In this post (German Ubuntu Forum) a randon guy claims that it worked out of the box even with the function keys in ubuntu. Maybe you can machine translate it to your language. For gentoo it might be a little be  more of work (follow function key howto in gentoo wiki). but i assume it should work - as it does on ubuntu. however do not hold me or the poster responsible if it doesn't...

http://forum.ubuntuusers.de/topic/wireless-keyboard-k340-unifying-empfaenger/2/#post-2385086

cheers

----------

## Spiros

Danke!

I don't need translation. Many thanks for the link. I think I will buy the keyboard and try to configure it, eventually following the howtos; I have 1 week for the refund if it doesn't work. I'll post the results!

----------

## aych

any results on this?

----------

## k9dog

 *Spiros wrote:*   

> I'm considering buying the desktop set Logitech Wireless Desktop mk710, but before that I'd like to know whether they would work good under Linux. Did somebody test that keyboard? Do the extra function keys work? Does the LCD dashboard work? I googled, but I found nothing relevant. The FAQ say that only Windows is supported, and the community forums don't have any information.
> 
> Thanks in advance.

 

It's a bit old question and you properly found an answer or another way, but I answer it as I consider it a FAQ so worth a late answer.

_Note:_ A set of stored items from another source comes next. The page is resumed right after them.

PR #218, opened 2020-11-02
DSP-904 upload form for representations

mpro7:
resolves DSP-904

Adds upload form for StillImageRepresentation.

TODO: More tests to be added.


projects/dsp-ui/src/lib/viewer/services/upload-file.service.spec.ts
```diff
@@ -20,23 +21,54 @@ describe('UploadFileService', () => {
 
     beforeEach(() => {
         const initSpy = jasmine.createSpyObj('AppInitService', ['config']);
-        httpClientSpy = jasmine.createSpyObj('HttpClient', ['post']);
+        const httpClientSpyObj = jasmine.createSpyObj('HttpClient', ['post']);
```
tobiasschweizer, line 24: What about using [HttpTestingController](https://angular.io/api/common/http/testing/HttpTestingController)?

https://stackoverflow.com/questions/52312409/httptestingcontroller-expectone-verify-only-the-api-endpoint

tobiasschweizer: I think I got it to work in the past, it took my a while though.

mpro7: @tobiasschweizer good point. I'm trying to get this idea second go, but so far not going well.

tobiasschweizer: I think I found an example here: https://github.com/dasch-swiss/knora-ui/blob/master/projects/knora/core/src/lib/services/v2/ontology.service.spec.ts

This makes sure all HTTP requests have been handled: 

https://github.com/dasch-swiss/knora-ui/blob/2986f4e048daa28e5eb23b4920b4dea6cebebf77/projects/knora/core/src/lib/services/v2/ontology.service.spec.ts#L58-L61

For each HTTP request via the `HTTPClient`, you have to set up a thing like this:

https://github.com/dasch-swiss/knora-ui/blob/2986f4e048daa28e5eb23b4920b4dea6cebebf77/projects/knora/core/src/lib/services/v2/ontology.service.spec.ts#L82-L86

SO when you expect an HTTP request to have been sent, you check that the URL and method is correct and send back the mocked data.

tobiasschweizer (dismissed):
Sometimes the drag and drop spec fails:

>  DragDropDirective should change background-color of input on dragleave event FAILED
	Error: Expected '' to be 'rgb(242, 242, 242)'.

It seems a bit random, did you experience that too? 

Could it be related to the order in which the tests are executed? Is there some shared state between the single tests?

src/config/config.dev.json
```diff
@@ -4,5 +4,6 @@
   "apiPort": 3333,
   "apiPath": "",
   "jsonWebToken": "",
-  "logErrors": true
+  "logErrors": true,
+  "sipiUrl": "http://localhost:1024/"
```
tobiasschweizer, line 8: I think upload service will break if there is no ending slash.

mpro7:
@tobiasschweizer I think I had something similar before, but adding below spies helped:
```
spyOn(dragOver, 'preventDefault');
spyOn(dragOver, 'stopPropagation');
```
Try to log color in the test to see what you get. Also important is to do not forget about `fixture.detectChanges();` before expecting changes.

projects/dsp-ui/src/lib/viewer/directives/drag-drop.directive.ts
```diff
@@ -0,0 +1,34 @@
+import { Directive, EventEmitter, HostBinding, HostListener, Output } from '@angular/core';
+
+@Directive({
+    selector: '[dspDragDrop]'
+})
+export class DragDropDirective {
+
+    @HostBinding('style.background-color') background = '#f2f2f2';
+
+    @Output() fileDropped = new EventEmitter<any>();
```
tobiasschweizer, line 10: Could you use the actual type `FilesList` instead of `any`?

tobiasschweizer: if you want to test the directives `@Output`, this is a similar case with a test host component listening to the event:

https://github.com/dasch-swiss/dsp-ui-lib/blob/15aae792864228a85384a96b417934638cb4063b/projects/dsp-ui/src/lib/viewer/directives/text-value-html-link.directive.spec.ts#L10-L32

projects/dsp-ui/src/lib/viewer/representation/upload-form/upload-form.component.ts
```diff
@@ -0,0 +1,134 @@
...
+        private readonly _fb: FormBuilder,
+        private readonly _ns: NotificationService,
+        private readonly _ufs: UploadFileService
+    ) { }
+
+    ngOnInit(): void {
+        this.initializeForm();
+    }
+
+    initializeForm(): void {
```
tobiasschweizer, line 35: Could you please add some documentation to the component's methods?

projects/dsp-ui/src/lib/viewer/representation/upload-form/upload-form.component.ts
```diff
@@ -0,0 +1,134 @@
...
+import { UploadedFileResponse, UploadFileService } from '../../services/upload-file.service';
+
+@Component({
+    selector: 'dsp-upload-form',
+    templateUrl: './upload-form.component.html',
+    styleUrls: ['./upload-form.component.scss']
+})
+export class UploadFormComponent implements OnInit {
+
+    @Input() readonly resourceTyoe = 'Image'; // only StillImageRepresentation supported so far
```
tobiasschweizer, line 13: typo: `resourceTyoe`

Why is this readonly? Since it is an `@Input`, it could get a value from the parent.

projects/dsp-ui/src/lib/viewer/representation/upload-form/upload-form.component.ts
```diff
@@ -0,0 +1,134 @@
...
+    @Output() file: File;
```
tobiasschweizer, line 14: Wouldn't an `@Output` require an `EvenEmitter`?

projects/dsp-ui/src/lib/viewer/representation/upload-form/upload-form.component.ts
```diff
@@ -0,0 +1,134 @@
...
+                this.file = null;
+            } else {
+                // show loading indicator only for files > 1MB
+                this.isLoading = this.file.size > 1048576 ? true : false;
+                formData.append(this.file.name, this.file);
+                this._ufs.upload(formData).subscribe(
+                    (res: UploadedFileResponse) => {
+                        const tempUrl = res.uploadedFiles[0].temporaryUrl;
+                        const thumbUri = `${tempUrl}/full/150,/0/default.jpg`;
+                        this.thumbnaillUrl = `${thumbUri}`.replace('http://sipi:1024/', this._ufs.envUrl);
```
tobiasschweizer, line 63: I think in production, "http://sipi:1024/" would be different.

tobiasschweizer (commented):
I tried in the playground and it worked once I was logged in :-)

Please see my comments I left.

projects/dsp-ui/src/lib/viewer/services/upload-file.service.ts
```diff
@@ -0,0 +1,42 @@
...
+    constructor(
+        private readonly _is: AppInitService,
+        private readonly _http: HttpClient,
+        private readonly _ss: SessionService
+    ) { }
+
+    upload(file: FormData): Observable<UploadedFileResponse> {
+        const baseUrl = `${this.envUrl}upload`;
+        console.log('SESSSION', this._ss.getSession());
+        const jwt = this._ss.getSession().user.jwt;
```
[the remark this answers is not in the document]
mpro7: @tobiasschweizer good point, have never tested it while not logged in. I'm not sure how this component will be used and on which level it should be prevented. I believe whole form, which this input will be part of, will be just unavailable for not logged users? @kilchenmann cod you confirm it please?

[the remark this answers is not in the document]
tobiasschweizer: The most important thin is to perform a check if session is `null` before accessing `user`. This can then also be tested in the service's spec by passing in a session that is `null`. Let me know if can help with that.

src/config/config.dev.json
mpro7: @tobiasschweizer `sipiUrl` has ending slash, but later on in the service request the other parts of request URL are added as described [here](https://docs.knora.org/03-apis/api-v2/editing-values/#upload-files-to-sipi).

projects/dsp-ui/src/lib/viewer/directives/drag-drop.directive.ts
mpro7: Seems testing is "die unendliche Geschichte" 😃

projects/dsp-ui/src/lib/viewer/representation/upload-form/upload-form.component.ts
mpro7: Do you mean comments over some lines of methods?

tobiasschweizer: the js doc style, for example:

```
    /**
     * Determines if the given value can be edited.
     *
     * @param valueTypeOrClass the type or class of the given value.
     * @param value the given value.
     */
    isReadOnly(valueTypeOrClass: string, value: ReadValue): boolean {
    ...
     }
```

in most IDEs there is some support for this with the params etc.

projects/dsp-ui/src/lib/viewer/representation/upload-form/upload-form.component.ts
mpro7: Thanks for that. It was readonly before it became an `@Input`. Again I'm not yet sure how this gonna work. I understand this is how the component could recognise type of resource and base on that restrict upload to the list of filetypes. I will remove it.

projects/dsp-ui/src/lib/viewer/representation/upload-form/upload-form.component.ts
tobiasschweizer: I think there is no need to annotate the return type or whatever is already there in TypeScript.

projects/dsp-ui/src/lib/viewer/representation/upload-form/upload-form.component.ts
tobiasschweizer: Maybe there is no need for an `@Input` as long as there is just one supported type. However, it is good that you already made a design that would support other types as well.

projects/dsp-ui/src/lib/viewer/representation/upload-form/upload-form.component.ts
mpro7: This is actually good question if it depends on the env? I mean according to the docs it might, since there is **sipihost** mentioned. But base on what I got as response: `http://sipi:1024/` I assume it might be const. I will ask how does it work.

projects/dsp-ui/src/lib/viewer/services/upload-file.service.ts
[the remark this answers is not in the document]
mpro7: Sure this should be easy. I can try also to add login check before upload. Let me see.

projects/dsp-ui/src/lib/viewer/representation/upload-form/upload-form.component.ts
mpro7: True, there this plugin is also available in vscode. I can install and use it, however I'm rather fan of descriptive code methodology than comments inside methods.

tobiasschweizer:
> @tobiasschweizer I think I had something similar before, but adding below spies helped:
> 
> ```
> spyOn(dragOver, 'preventDefault');
> spyOn(dragOver, 'stopPropagation');
> ```
> 
> Try to log color in the test to see what you get. Also important is to do not forget about `fixture.detectChanges();` before expecting changes.

Ok, I will spend some time on this tomorrow morning and see if I can find the reason.

mpro7:
Not sure if, but maybe adding `callThrough()` could help > `spyOn(dragLeave, 'preventDefault').and.callThrough();`

tobiasschweizer:
> Not sure if, but maybe adding `callThrough()` could help > `spyOn(dragLeave, 'preventDefault').and.callThrough();`

I will check tomorrow! Thanks for the hint.

projects/dsp-ui/src/lib/viewer/representation/upload-form/upload-form.component.scss
```diff
@@ -0,0 +1,101 @@
...
+.form-container {
+  margin: 20px auto;
+  width: 50%;
+}
+.full-width {
+  width: 100%;
+}
+button {
+  cursor: pointer;
+}
```
kilchenmann, line 11: You could also use our global css class "link" on the button in the html template. But normally a button has already cursor type `pointer`.

projects/dsp-ui/src/lib/viewer/representation/upload-form/upload-form.component.html
```diff
@@ -0,0 +1,63 @@
...
+                            <th>Delete</th>
+                        </tr>
+                    </thead>
+                    <tbody>
+                        <tr>
+                            <td>{{ file.name }}</td>
+                            <td>{{ convertBytes(file.size) }}</td>
+                            <td>{{ convertDate(file.lastModified) }}</td>
+                            <td>
+                                <button class="delete-file"
```
kilchenmann, line 51: Why not using `mat-icon-button` or `mat-button` here?

projects/dsp-ui/src/lib/viewer/representation/upload-form/upload-form.component.ts
```diff
@@ -0,0 +1,168 @@
...
+                    }
+                );
+            }
+
+        }
+        console.log('addFile', event, this.file, this.fileControl);
+    }
+
+    /**
+     * Converst file size to display in KM or MB
```
kilchenmann, line 86: KM? --> or KB

tobiasschweizer:
@mpro7 I fixed the method names in https://github.com/dasch-swiss/dsp-ui-lib/pull/218/commits/867e9fc180a7020cc7c25290d20dd86a9bc48bfe

projects/dsp-ui/src/lib/viewer/representation/upload-form/upload-form.component.ts
```diff
@@ -0,0 +1,168 @@
...
+    templateUrl: './upload-form.component.html',
+    styleUrls: ['./upload-form.component.scss']
+})
+export class UploadFormComponent implements OnInit {
+
+    readonly fromLabels = {
+        upload: 'Upload file',
+        drag_drop: 'Drag and drop or click to upload'
+    };
+    readonly resourceTyoe = 'Image';
```
kilchenmann, line 17: typo in `resourceType`; but this should come from an `@Input` parameter depending on resource class. It should be of representation format defined in knora-base ontology (<https://docs.knora.org/02-knora-ontologies/knora-base/#representations>). We can use the `Constants` from js-lib here. I can help you with that...

tobiasschweizer:
I adapted the drag and drop specs in https://github.com/dasch-swiss/dsp-ui-lib/pull/218/commits/6686e49fffc3577b574353a13b999d490d9f5d9a

I add a test component to the specs that simulates the parent the directive is applied to:

https://github.com/dasch-swiss/dsp-ui-lib/blob/6686e49fffc3577b574353a13b999d490d9f5d9a/projects/dsp-ui/src/lib/viewer/directives/drag-drop.directive.spec.ts#L11-L25

Since this is a unit test for the drag and drop directive, it should not involve the upload form component:

```
 beforeEach(() => {
        fixture = TestBed.createComponent(UploadFormComponent);
```

I think the problem we saw was related to the parent because this is where the change of the background color is expected to happen. So now instead of using the actual implementation of `UploadFormComponent `, a test parent is used that applies the directive's selector.

This approach also allows for checking that the file has been emitted as expected.

src/config/config.prod.json
```diff
@@ -4,5 +4,6 @@
   "apiPort": 3333,
   "apiPath": "",
   "jsonWebToken": "",
-  "logErrors": false
+  "logErrors": false,
+  "sipiUrl": "https://iiif.dasch.swiss:1024/"
```
kilchenmann, line 8: the port is not needed here

projects/dsp-ui/src/lib/viewer/representation/upload-form/upload-form.component.ts
mpro7: > Wouldn't an `@Output` require an `EvenEmitter`?

As we spoke yesterday, `@Output` was removed with fef4c59 due to not know specification of usage.

projects/dsp-ui/src/lib/viewer/representation/upload-form/upload-form.component.ts
mpro7: Fixed with [this PR](https://github.com/dasch-swiss/knora-api/pull/1751) and d1699c8

projects/dsp-ui/src/lib/viewer/services/upload-file.service.ts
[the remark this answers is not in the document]
mpro7: Fixed with 679fc9b.

projects/dsp-ui/src/lib/viewer/representation/upload-form/upload-form.component.ts
mpro7: Fixed with 679fc9b.

src/config/config.prod.json
mpro7: According to [docs](https://docs.knora.org/03-apis/api-v2/editing-values/#upload-files-to-sipi): 
```
HTTP POST to http://sipihost/upload?token=TOKEN

The first step is to upload one or more files to Sipi, using a multipart/form-data request, where sipihost represents the host and **port** on which Sipi is running:
```

I've just put protocol, host and port in one string, but this could be separated.

projects/dsp-ui/src/lib/viewer/representation/upload-form/upload-form.component.scss
mpro7: I was not aware of global styles. Cleaned a bit up those buttons with f3b60c2.

projects/dsp-ui/src/lib/viewer/representation/upload-form/upload-form.component.html
mpro7: `mat-button` has something on hover which I would need to override, but `mat-icon-button` works good. Foxed with f3b60c2.

projects/dsp-ui/src/lib/viewer/representation/upload-form/upload-form.component.ts
mpro7: So, @kilchenmann said we need that Input, then bringing it back with b4143c5.

projects/dsp-ui/src/lib/viewer/representation/upload-form/upload-form.component.ts
mpro7: Of course typo ;), fixed with b4143c5.

projects/dsp-ui/src/lib/viewer/representation/upload-form/upload-form.component.ts
mpro7: Brought `@Input` back and implemented simple solution based on `resourceType as string` passed from the parent with b4143c5. Have no idea which consts are you talking about, but we can either base on instance of type/class.

projects/dsp-ui/src/lib/viewer/services/upload-file.service.ts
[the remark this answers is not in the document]
tobiasschweizer: Thanks!

This was adding the `?`, right? `this._ss.getSession()?.user.jwt;`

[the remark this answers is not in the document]
mpro7: Correct

src/config/config.dev.json
tobiasschweizer: I think this is rather a convention that we should be consistent about. If the ending slash is missing, then the HTTP request would fail, right? `http://localhost:1024upload`

projects/dsp-ui/src/lib/viewer/representation/upload-form/upload-form.component.ts
tobiasschweizer: Thanks! Could you add a short explanation for the method params too (like in the example given [above](https://github.com/dasch-swiss/dsp-ui-lib/pull/218#discussion_r517890904))?

projects/dsp-ui/src/lib/viewer/representation/upload-form/upload-form.component.ts
tobiasschweizer: Ok, fine with me (without `readonly`)

projects/dsp-ui/src/lib/viewer/representation/upload-form/upload-form.component.ts
tobiasschweizer: ok

projects/dsp-ui/src/lib/viewer/representation/upload-form/upload-form.component.ts
tobiasschweizer: Thanks. So if I understand correctly, the is no hard coded expectation anymore. Instead, it comes from the config, right?

projects/dsp-ui/src/lib/viewer/representation/upload-form/upload-form.component.ts
mpro7: Done with 895d3b7.

projects/dsp-ui/src/lib/viewer/representation/upload-form/upload-form.component.ts
mpro7: Correct.

src/config/config.dev.json
mpro7: So as we spoke I've added some checks in 3c059f4, but was forced to edit `KnoraApiConfig` too and something is not working now. Locally all test passes and no build errors,  but here something went wrong.

tobiasschweizer: The problem is that `KnoraApiConfig` has no member `sipiUrl`. So it cannot be added to or accessed from `KnoraApiConfig`. Could you undo the commit and we will figure out what top do about this so it does not block your PR?

tobiasschweizer: and yes, it was me talking you into doing this ;-)

mpro7: I need to save this for later ;)

Anyway, just rebased the branch, so this the latest commit was removed. With this I believe we can finally close this 🙏 🚀

kilchenmann: @tobiasschweizer This is the appConfig, which should be expandable. Or is it a problem now in app-init.service?

src/config/config.prod.json
kilchenmann: It's only a detail here. The prod config will anyway be updated from server conf.

mpro7: Does it make any difference when I remove port? Should I do it so?

projects/dsp-ui/src/lib/viewer/representation/upload-form/upload-form.component.scss
kilchenmann: > I was not aware of global styles. 

Yes sure. This is something we have to document better

src/config/config.dev.json
tobiasschweizer: The problem is that `KnoraApiConfig` does not have a Sipi prop.

But it is always possible to add props to the config object and get it via `AppInitService`'s prop `config`.

projects/dsp-ui/src/lib/viewer/representation/upload-form/upload-form.component.ts
kilchenmann: The `@Input` name should be `representation` similar to the definition from ontology and knora-api <https://docs.knora.org/02-knora-ontologies/knora-base/#representations>

Type `string` is fine.

The switch you use should go through the list of representations defined in knora-base ontology. We can access each representation definition in the `Constants` from js-lib. In this PR it would be only a case for StillImageRepresentation:
```typescript
switch (represantation) {
             case Constants.StillImageFileValue:
             ...
``` 

@tobiasschweizer is this correct? I'm not sure about the name (StillImageFileValue or HasStillImageFileValue) comes from `ResourceClass`.

tobiasschweizer: I think it depends on whether you refer to the value class or the property.

src/config/config.prod.json
kilchenmann: Yes it makes a difference, because on the defined URL this port does not exist. But as I said, this prod-conf file will anyway not be used. It's just an example

src/config/config.dev.json
kilchenmann: > The problem is that KnoraApiConfig does not have a Sipi prop.

Yes, I know. But where is it defined, that this appConfig is type of `KnoraApiConfig`? The appConfig doesn't have a type, does it?

projects/dsp-ui/src/lib/viewer/representation/upload-form/upload-form.component.ts
tobiasschweizer: Or if you refer to the resource class, it would be a `knora-api:StillImageRepresentation` or a subclass of this class.

An example would be an `anything:ThingPicture`: https://github.com/dasch-swiss/dsp-js-lib/blob/main/test/data/api/v2/values/get-still-image-file-value-response.json

src/config/config.dev.json
tobiasschweizer: The instance of `AppInitService` constructed when the app starts has two properties:

- `dspApiConfig: KnoraApiConfig`: the props needed for the `KnoraApiConfig` (only those) 

-   `config: object`: the **whole** config object (also `sipiUrl`). I would like to provide some typed access, see https://dasch.myjetbrains.com/youtrack/issue/DSP-601. Currently, you have to use this style: `_appInitService.config['sipiUrl']`.

kilchenmann: Ah yes. Thanks @tobiasschweizer for detailed explanation

projects/dsp-ui/src/lib/viewer/representation/upload-form/upload-form.component.ts
kilchenmann: Yes `knora-api:StillImageRepresentation` this is what I thought first. Btw this constant does not exist yet in DSP-JS-Lib s. DSP-872

tobiasschweizer:
@kilchenmann I leave the final approval of this PR up to you since I mainly dealt with some questions related to testing.

I removed my [stale review](https://github.com/dasch-swiss/dsp-ui-lib/pull/218#pullrequestreview-523490305) since the issue with the test was fixed..

projects/dsp-ui/src/lib/viewer/representation/upload-form/upload-form.component.ts
tobiasschweizer: We would have to check for subclasses too. We would use the ontology and see if a given resource class is a `knora-api:StillImageRepresentation` or a subclass.

src/config/config.dev.json
mpro7: @kilchenmann so we leave it as it is for now?

kilchenmann: yes, you can keep it as it is

projects/dsp-ui/src/lib/viewer/representation/upload-form/upload-form.component.ts
mpro7: @kilchenmann done in 199bcc6.

kilchenmann (approved):

PR #219, opened 2020-11-03
Update dependencies

kilchenmann:
- Update DSP-JS to v1.0.0-rc.15
- Update Makefile setup by using vars.mk and update README
- Prepare next release (in the previous release I have selected the wrong base branch)
- New CI feature: Update CHANGELOG on release only and attach to release assets and to build (DSP-978)


.gitignore
```diff
@@ -41,6 +41,7 @@ npm-debug.log
 yarn-error.log
 testem.log
 /typings
+CHANGELOG.md
```
tobiasschweizer, line 44: Does this mean that there is no changelog file that is part of the git repo?
So the changelog is always dynamically generated?

tobiasschweizer (commented):
Is there a way to keep the changelog in the repo and update it automatically?

.gitignore
kilchenmann: Unfortunately there is no way to keep the changelog in the repo and update it automatically. Because each change in the changelog will always need a commit and we can't commit automatically to base branch. The changelog is anyway not up-to-date in the base branch. 
We decided to generate it automatically and add it to the release assets and to the build before publishing to npm.

tobiasschweizer: So it's always accessible in the release assets as a file?

kilchenmann: Yes, exactly

tobiasschweizer: Ah, then it's totally fine.

tobiasschweizer (approved):

mdelez (approved):

PR #220, opened 2020-11-03
Propagate Click Event to Res Viewer Comp.

tobiasschweizer:
resolves DSP-784

How to test this in the playground:
- add a standoff link to the text value on the modify page:
Screenshot 2020-11-04 at 17 26 38
- from the "Viewer Module" tab you can now hover over or click standoff links (test) and links (Sierra) and get some console logs

### DIFF
--- a/projects/dsp-ui/src/lib/viewer/views/resource-view/resource-view.component.ts
+++ b/projects/dsp-ui/src/lib/viewer/views/resource-view/resource-view.component.ts
@@ -14,6 +14,7 @@ import {
     IHasPropertyWithPropertyDefinition,
     KnoraApiConnection,
     PropertyDefinition,
+    ReadLinkValue,
     ReadProject,
     ReadResource,
     ReadValue,
@@ -71,6 +72,8 @@ export class ResourceViewComponent implements OnInit, OnChanges, OnDestroy {
      * @param  openProject EventEmitter which sends project information to parent component
      */
     @Output() openProject: EventEmitter<ReadProject> = new EventEmitter<ReadProject>();
+
+    @Output() referredResourceClicked: EventEmitter<ReadLinkValue> = new EventEmitter();
 
     resource: ReadResource;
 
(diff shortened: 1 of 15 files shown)


tobiasschweizer:
after discussion with @mdelez: the editing / creation of a standoff link in a text can lead to the creation of a standoff link managed by the system. We have to find a way to figure out how to get the standoff link when modifying a text value with markup

tobiasschweizer:
after discussion with @mdelez: the required logic for getting standoff link values from the resource will be implemented on a different PR so this PR can be reviewed soon.

projects/dsp-ui/src/lib/viewer/views/resource-view/resource-view.component.ts
```diff
@@ -72,6 +73,10 @@ export class ResourceViewComponent implements OnInit, OnChanges, OnDestroy {
      */
     @Output() openProject: EventEmitter<ReadProject> = new EventEmitter<ReadProject>();
 
+    @Output() referredResourceClicked: EventEmitter<ReadLinkValue> = new EventEmitter<ReadLinkValue>();
+
+    @Output() referredResourceHovered: EventEmitter<ReadLinkValue> = new EventEmitter<ReadLinkValue>();
```
kilchenmann, line 78: Maybe we should rename the `openProject` output to a similar name as you did e.g. `referredProjectClicked`. We should keep it consistent and I like the name `referred...Clicked`. I will create a task. We shouldn't do it in this PR

kilchenmann: Done in DSP-1023

kilchenmann (approved):

projects/dsp-ui/src/lib/viewer/views/resource-view/resource-view.component.ts
tobiasschweizer: If you think that `referred` is a bit too verbose we could also consistently change it (being aware of breaking the public API of course).

kilchenmann: No it's fine

PR #221, opened 2020-11-04
DSP-885 Fix default gravsearch query

kilchenmann:
resolves DSP-885

The base url of an internal (and external) IRI doesn't have the leading `https` protocol. It's always `http`:
https://docs.knora.org/03-apis/api-v2/knora-iris/


kilchenmann:
@RalfBarkow Thanks for updating (1e2974f). But can you do a comment next time instead of pushing directly to a branch?

projects/dsp-ui/src/lib/search/expert-search/expert-search.component.ts
```diff
@@ -123,4 +125,16 @@ CONSTRUCT {
         return query + offsetTemplate;
     }
 
+    /**
+     * Get the IRI base url without configured api protocol.
+     * The protocol in this case is always http
+     */
+    getIriBaseUrl(): string {
+        return (
+            ('http://' + this._dspApiConfig.apiHost) +
```
RalfBarkow, line 134: Does the [Rule: quotemark](https://palantir.github.io/tslint/rules/quotemark/) apply here?

RalfBarkow: 1e2974f enforces quote character for string literals.

kilchenmann: Yes it's correct ther. But you should do a comment instead of updating the code by yourself. Thanks 😉

RalfBarkow: > do a comment instead of updating the code by yourself.

Why is that?

kilchenmann: It could 

> > do a comment instead of updating the code by yourself.
> 
> Why is that?

It could end in merge conflicts. What happens when I saw the wrong quotermarks locally too? I will change the code locally, but then I can't push because of another commit from someone else. So, I have to pull first and this could end in a merge conflict on my machine. Not everyone should push to the same branch especially not reviewers (unless it has been mutually agreed). Otherwise you have to review your own code, which doesn't make sense.

mpro7: In fact concatenation here could be replaced by ES6 template literals ;)

kilchenmann: @mpro7 You're right. I copied from js-lib. This is why I also had double quotation marks (we have other rules there). We should decide all together if we want to use ES6 literals or the "old" way. For me — and this is my opinion — the "old" way is better readable.

mpro7: @kilchenmann it is actually fine with short concatenations, but I find it really useful and more readable, especially for many properties and multi-liners. I've felt the same at the beginning as you, but since started to use template literals, I really see it more clear. [Here is few pros of using those](https://stackoverflow.com/questions/27565056/es6-template-literals-vs-concatenated-strings), because it is not only about readable but also more flexible code.

However above is just small thing, what I could find a little bit uncomfortable is no one rules set for all FE repos. But we could work on that soon.

RalfBarkow (commented):
Hoi Andrè (@kilchenmann)
Perhaps the tests (expert-search.component.spec.ts) could still be adapted?
(expected query appears several times)

kilchenmann:
> Perhaps the tests (expert-search.component.spec.ts) could still be adapted?
(expected query appears several times)

What do you mean, @RalfBarkow? Or how is it related to this issue? Can you give me an example...

RalfBarkow:
> @kilchenmann 
> What do you mean, @RalfBarkow? Or how is it related to this issue? Can you give me an example...

Sure:
dsp-ui/src/lib/search/expert-search/expert-search.component.spec.ts
* Ln 102
* Ln 135
* Ln 152
* Ln 180
* Ln 216 
* Ln 231 
sometimes with OFFSET, sometimes without.

kilchenmann:
> > @kilchenmann
> > What do you mean, @RalfBarkow? Or how is it related to this issue? Can you give me an example...
> 
> Sure:
> dsp-ui/src/lib/search/expert-search/expert-search.component.spec.ts
> 
> * Ln 102
> * Ln 135
> * Ln 152
> * Ln 180
> * Ln 216
> * Ln 231
>   sometimes with OFFSET, sometimes without.

Yes, it makes different tests. What should I do there? 
In the textarea it shouldn't have the OFFSET because this will be added automatically. And when we send the query to the API it should have an OFFSET.

RalfBarkow:
> @kilchenmann
> Yes, it makes different tests. 

That is difficult to see/read (at least for me).
Could we combine the redundant parts into one string constant?

kilchenmann:
> That is difficult to see/read (at least for me).

Each `it` is a separate step in the test &rarr; https://jasmine.github.io/api/edge/global.html#it

> Could we combine the redundant parts into one string constant?

This does not work because it needs different indentations.

Anyway: This PR is a needed bug fix, why do I have to spent now a lot of time (which we don't have) to refactor the tests?

RalfBarkow:
> @kilchenmann 
> Anyway: This PR is a needed bug fix, why do I have to spent now a lot of time (which we don't have) to refactor the tests?

You do not need to spend much time revising the tests.

RalfBarkow (approved):

projects/dsp-ui/src/lib/search/expert-search/expert-search.component.ts
```diff
@@ -35,9 +35,11 @@ export class ExpertSearchComponent implements OnInit {
     expertSearchForm: FormGroup;
     queryFormControl: FormControl;
 
+    iriBaseUrl = this.getIriBaseUrl();
```
mpro7, line 38: I think this property is redundant, since you do not use it on view, then it can be removed and in line 42 `getIriBaseUrl()` method could be directly used.

projects/dsp-ui/src/lib/search/expert-search/expert-search.component.ts
```diff
@@ -123,4 +125,16 @@ CONSTRUCT {
         return query + offsetTemplate;
     }
 
+    /**
+     * Get the IRI base url without configured api protocol.
+     * The protocol in this case is always http
+     */
+    getIriBaseUrl(): string {
```
mpro7, line 132: It is not used on view, so could be marked as `private`.

mpro7 (changes requested):

projects/dsp-ui/src/lib/search/expert-search/expert-search.component.ts
kilchenmann: Yes maybe. But I thought to move it to js-lib one day similar to the already defined `get apiUrl`. I will create a corresponding user story...

projects/dsp-ui/src/lib/search/expert-search/expert-search.component.ts
kilchenmann: Done in 014cc13

projects/dsp-ui/src/lib/search/expert-search/expert-search.component.ts
kilchenmann: Done in DSP-1036

mpro7 (approved):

Wiki for Arch Linux said there is 3 programs you might want. I think most of the driver is in usb, but you need program for easier pairing. Look for the programs (for Logitech Unifying Receiver):

pairing tool

Solaar

ltunify

I found that at least solaar and ltunify exist on Gentoo.

Personally I emerged ltunify. I was going for something lightweight. I didn't check, but just had to run ltunify pair and to the power on thing. Easy (at least if you got other input method).

You also might want to look into accessing special keys. For this I guess most want evdev () installed.

My keyboard isn't your series. It is a K300, but I believe both use Logitech Unified Receiver and pair in the same way.

----------